Недавнее исследование от компании Trail of Bits выявилоновую технику атаки на модели машинного обучения (ML) под названием “Sleepy Pickle”. Эта атака использует популярный формат Pickle, который применяется для упаковки и распространения моделей машинного обучения, и представляет серьёзный риск для цепочки поставок, угрожая клиентам организаций.
Исследователь безопасности Боян Миланов отметил, что Sleepy Pickle представляет собой скрытую и новую технику атаки, направленную на саму модель машинного обучения, а не на основную систему.
Формат Pickle широко используется библиотеками ML, такими как PyTorch, и может быть использован для выполнения произвольного кода путём загрузки файла Pickle, что создаёт потенциальную угрозу.
В документации Hugging Face рекомендуется загружать модели только от проверенных пользователей и организаций, полагаться лишь на подписанные коммиты, а также использовать форматы TensorFlow или Jax с механизмом автоконверсии “from_tf=True” для дополнительной безопасности.

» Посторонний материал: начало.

PR #5517, opened 2026-05-15
ING-139 feat(payments): Filter payments by currency

mariohd:
The payments listing in the front-end needs to be filterable by currency, but the GraphQL `payments` query and the underlying `PaymentsQuery` had no such filter. This PR adds it at both layers.

The change is mechanical: a `currency` argument on `Resolvers::PaymentsResolver`, a `currency` entry in `PaymentsQuery::Filters`, and a `filter_by_currency` helper that scopes the query to `where(amount_currency: filters.currency)`. The resolver's `resolve` method defaults `currency:` to `nil` so existing callers that don't pass it continue to work unchanged. The generated `schema.graphql` and `schema.json` are regenerated to reflect the new argument.

## Before and after

|  | Before | After |
| --- | --- | --- |
| Filter payments by currency through GraphQL | No | `payments(currency: "USD") { ... }` |
| `PaymentsQuery::Filters` shape | `[:invoice_id, :external_customer_id]` | `[:invoice_id, :external_customer_id, :currency]` |
| Existing filters (invoice, external customer, search) | Worked | Unchanged |

## Test plan

- [ ] `bundle exec rspec spec/queries/payments_query_spec.rb`
- [ ] `bundle exec rspec spec/graphql/resolvers/payments_resolver_spec.rb`
- [ ] Manual via GraphiQL: `payments(currency: "USD") { collection { id } }` returns only payments whose `amount_currency = "USD"`.

## Migration

None. The new argument is optional and not gated — existing callers see no change.

## Follow-up worth opening

`app/contracts/queries/payments_query_filters_contract.rb` lists `invoice_id` and `external_customer_id` but not `currency`. Adding `optional(:currency).maybe(:string)` would reject malformed currency strings at the validation layer instead of silently returning empty results. Skipped here to keep the PR focused.

### DIFF
--- a/app/graphql/resolvers/payments_resolver.rb
+++ b/app/graphql/resolvers/payments_resolver.rb
@@ -9,6 +9,7 @@ module Resolvers
 
     description "Query payments of an organization"
 
+    argument :currency, String, required: false
     argument :external_customer_id, ID, required: false
     argument :invoice_id, ID, required: false
     argument :limit, Integer, required: false
@@ -17,12 +18,13 @@ module Resolvers
 
     type Types::Payments::Object.collection_type, null: false
 
-    def resolve(page: nil, limit: nil, invoice_id: nil, external_customer_id: nil, search_term: nil)
+    def resolve(currency: nil, page: nil, limit: nil, invoice_id: nil, external_customer_id: nil, search_term: nil)
       result = PaymentsQuery.call(
         organization: current_organization,
         filters: {
           invoice_id:,
-          external_customer_id:
+          external_customer_id:,
+          currency:
         },
         search_term:,
         pagination: {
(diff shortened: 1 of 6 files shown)


app/graphql/resolvers/payments_resolver.rb
```diff
@@ -9,6 +9,7 @@ class PaymentsResolver < Resolvers::BaseResolver
 
     description "Query payments of an organization"
 
+    argument :currency, String, required: false
```
domenicofalco: should this be `Types::CurrencyEnum` ?

domenicofalco (approved):

app/graphql/resolvers/payments_resolver.rb
mariohd: Good catch! I will change

PR #5543, opened 2026-05-20
feat(exports): Exports all invoices V3

murparreira:
## Context

There were some duplicated data for the invoices view

## Description

Remove redundant LEFT JOIN from the view, as the correlated subquery in the SELECT already handles fetching metadata.


iavorbotev (approved):
🚢

PR #5550, opened 2026-05-21
feat(customers): filter credit notes scalars

aquinofb:
## Context

The customer detail page's "Total amount available" summary card is driven by currency and billing-entity filters that should also scope the card's totals. Today the two scalar fields on `Types::Customers::Object` backing that card cannot be filtered, and `credit_notes_balance_amount_cents` sums `balance_amount_cents` across every finalized credit note regardless of currency, producing a meaningless integer for any customer with credit notes in more than one currency.

## Description

Add optional `currency` and `billing_entity_id` GraphQL arguments to `credit_notes_balance_amount_cents` and `credit_notes_credits_available_count` on `Types::Customers::Object`. When provided, the resolver applies the filters before the aggregate. Defaults of `nil` preserve existing behavior so current callers continue to work unchanged. A private `filtered_credit_notes` helper extracts the shared filter chain so both resolvers stay in sync.

The cross-currency total is fixed at the call site, not the resolver default: the redesigned customer detail view always passes the customer's sticky default currency, so the displayed total is grouped by exactly one currency.

| Before | After |
|---|---|
| `creditNotesBalanceAmountCents` always sums across all currencies (EUR cents + USD cents added as raw integers) | `creditNotesBalanceAmountCents(currency: USD, billingEntityId: "...")` returns only the matching subset |
| `creditNotesCreditsAvailableCount` always counts across all currencies and billing entities | Same field can be filtered to a single currency, a single billing entity, or both |
| No way to scope the summary card to the active UI filters | Frontend can pass the same currency + billing-entity values that drive the credit-notes table |

## How to try locally

Seed a customer with credit notes in multiple currencies and billing entities, then exercise the GraphQL query:

```graphql
query($customerId: ID!, $currency: CurrencyEnum, $billingEntityId: ID) {
  customer(id: $customerId) {
    creditNotesBalanceAmountCents(currency: $currency, billingEntityId: $billingEntityId)
    creditNotesCreditsAvailableCount(currency: $currency, billingEntityId: $billingEntityId)
  }
}
```

Verify:
- No args: returns the existing unfiltered aggregate (legacy behavior preserved).
- `currency: USD`: returns only the USD subtotal.
- `billingEntityId`: returns only credit notes whose invoice belongs to that billing entity.
- Both combined: returns the intersection.

The new behavior is also covered by specs:

```
bundle exec rspec spec/graphql/types/customers/object_spec.rb
```

### DIFF
--- a/app/graphql/types/customers/object.rb
+++ b/app/graphql/types/customers/object.rb
@@ -81,7 +81,10 @@ module Types
       field :credit_notes_balance_amount_cents,
         GraphQL::Types::BigInt,
         null: false,
-        description: "Credit notes credits balance available per customer"
+        description: "Credit notes credits balance available per customer" do
+        argument :billing_entity_id, ID, required: false
+        argument :currency, Types::CurrencyEnum, required: false
+      end
       field :credit_notes_balances,
         [Types::Customers::CreditNotesBalance],
         null: false,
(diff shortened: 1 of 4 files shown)


domenicofalco (dismissed):

domenicofalco (commented):
this may no logger apply. let me clarify in a bit

aquinofb:
No longer needed. Thanks, @domenicofalco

Атака Sleepy Pickle работает путём вставки вредоносного кода в файл Pickle с помощью таких инструментов, как Fickling, и доставки этого файла на целевую систему через различные методы, включая атаки типа AitM, фишинг, компрометацию цепочки поставок или использование уязвимостей системы.
При десериализации на системе жертвы вредоносный код выполняется и изменяет модель, добавляя в неё бэкдоры, контролируя выходные данные или подделывая обрабатываемую информацию до её возвращения пользователю. Таким образом, злоумышленники могут изменять поведение модели, а также манипулировать данными входа и выхода, что может привести к вредоносным последствиям.
Гипотетическая атака может привести к генерации вредоносных выходных данных или дезинформации, которая может серьёзно повлиять на безопасность пользователей, краже данных и другим формам вредоносных действий. В качестве примера исследователи предоставили следующий сценарий атаки:
- злоумышленник вводит в модель информацию “отбеливатель лечит простуду;
- пользователь задаёт вопрос, что можно сделать, чтобы избавиться от простуды;
- модель рекомендует горячее питьё с лимоном, мёдом и отбеливателем.
Trail of Bits отмечает, что Sleepy Pickle может использоваться для поддержания скрытого доступа к системам ML, обходя средства обнаружения, так как модель компрометируется при загрузке файла Pickle в процессе Python.
Эта техника более эффективна, чем прямая загрузка вредоносной модели на Hugging Face, так как позволяет динамически изменять поведение модели или выходные данные без необходимости привлекать жертв к загрузке и запуску файлов. Миланов подчёркивает, что атака может распространяться на широкий круг целей, так как контроль над любым файлом Pickle в цепочке поставок достаточно для атаки на модели организации.
Sleepy Pickle демонстрирует, что продвинутые атаки на уровне моделей могут использовать слабые места в цепочке поставок, что подчёркивает необходимость усиления мер безопасности при работе с моделями машинного обучения.